Iran’s Police Seize 250kg of Narcotics in Single Operation
TEHRAN (Tasnim) – Iranian Police Forces have confiscated 250kg of illicit drugs during an operation in the city of Jiroft in the country's southeastern province of Kerman, a provincial police chief said.
According to Jiroft Police Chief Colonel Mehryar Saeedi, police forces seized a quarter-ton of opium in an operation carried out on Friday night.
Colonel Saeedi said that during the operation his forces got likely smuggling routes under control.
At one of the police checkpoints on Jiroft-Raabar road, two cars were signaled to stop but the drivers tried to speed away, he stated.

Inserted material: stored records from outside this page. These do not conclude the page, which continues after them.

PR #4928, opened 2022-11-28
Fixed overflow error & made left/right available while custom menu open

RensDofferhoff:
Fixed overflow error on Ribbon button enter & made left/right available while custom menu open.

### DIFF
--- a/Desktop/components/JASP/Widgets/CustomMenu.qml
+++ b/Desktop/components/JASP/Widgets/CustomMenu.qml
@@ -49,39 +49,41 @@ FocusScope
 
 	Keys.onPressed: (event)=>
 	{
-		if (event.key === Qt.Key_Up || event.key === Qt.Key_Backtab)
+		switch(event.key)
 		{
+		case Qt.Key_Up:
+		case Qt.Key_Backtab:
 			navigate(-1);
 			event.accepted = true;
-		}
-		else if (event.key === Qt.Key_Down || event.key === Qt.Key_Tab)
-		{
+			break;
+		case Qt.Key_Down:
+		case Qt.Key_Tab:
 			navigate(1);
 			event.accepted = true;
-		}
-		else if (event.key === Qt.Key_Left)
-		{
+			break;
+		case Qt.Key_Left:
 			parentNavigate(-1);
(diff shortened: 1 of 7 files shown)


Desktop/components/JASP/Widgets/CustomMenu.qml
```diff
@@ -45,22 +45,28 @@ FocusScope
 
 	property int	currentIndex: -1
 
+	onSourceItemChanged: { menu.currentIndex = -1; }
+
 	Keys.onPressed: (event)=>
 	{
 		if (event.key === Qt.Key_Up || event.key === Qt.Key_Backtab)
```
JorisGoosen: Can you make this a switch?

RensDofferhoff: Sure

JorisGoosen (approved):
Nice, feels very natural!

Too bad the filemenu/modulesmenu dont open when going there from an opened custommenu+ribbonbutton. But that really is more of a nice to have anyway.

RensDofferhoff:
> Nice, feels very natural!
> 
> Too bad the filemenu/modulesmenu dont open when going there from an opened custommenu+ribbonbutton. But that really is more of a nice to have anyway.

I can make it so they always open when they get activeFocus. But tab walks you into the custom menu, so only we would need to turn that off in that case.  What is best is subjective I suppose.

JorisGoosen:
> I make it so they always open when they get activeFocus. But tab walks you into the custom menu, so only we would need to turn that off in that case. What is best is subjective I suppose.

Hmm, Ill have to see again to understand exactly what you mean. Ill see what happens once ive got a jasp with qt 6.4.1 up and running

RensDofferhoff:
> > I make it so they always open when they get activeFocus. But tab walks you into the custom menu, so only we would need to turn that off in that case. What is best is subjective I suppose.
> 
> Hmm, Ill have to see again to understand exactly what you mean. Ill see what happens once ive got a jasp with qt 6.4.1 up and running

We can discuss it Wednesday. As you said its nice to haves.

boutinb (approved):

The forces managed to stop the cars and discovered 250 kilograms of opium inside the vehicles.
Three drug traffickers were detained and handed over to the judiciary officials, Colonel Saeedi added.
Iran, which has a 900-kilometer common border with Afghanistan, has been used by smugglers as the main conduit to take narcotics to other countries.
Over the past three decades, the country has spent millions of dollars to seal its borders and prevent the transit of narcotics destined for European, Arab and Central Asian countries.
The war on the drug trade, a lucrative business originating in Afghanistan, has also claimed the lives of nearly 4,000 Iranian police officers.
According to a report by the United Nations Office on Drugs and Crime (UNODC), Iran accounted for the highest rate of opium seizures (80 percent) as well as heroin hauls (30 percent) in the world in 2013.